WHAT TO DO: Would you restate all the data that follows, word for word?

PROVIDED INFORMATION:
PR #3398, opened 2014-06-05
Fixed CJSON::encode's handling of resources

a-square:
Now a resource is encoded as `null`, which is better than having malformed JSON resulting from the default behavior


samdark:
Won't be fixed in 1.1.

EXPECTED ANSWER:
PR #3398, opened 2014-06-05
Fixed CJSON::encode's handling of resources

a-square:
Now a resource is encoded as `null`, which is better than having malformed JSON resulting from the default behavior


samdark:
Won't be fixed in 1.1.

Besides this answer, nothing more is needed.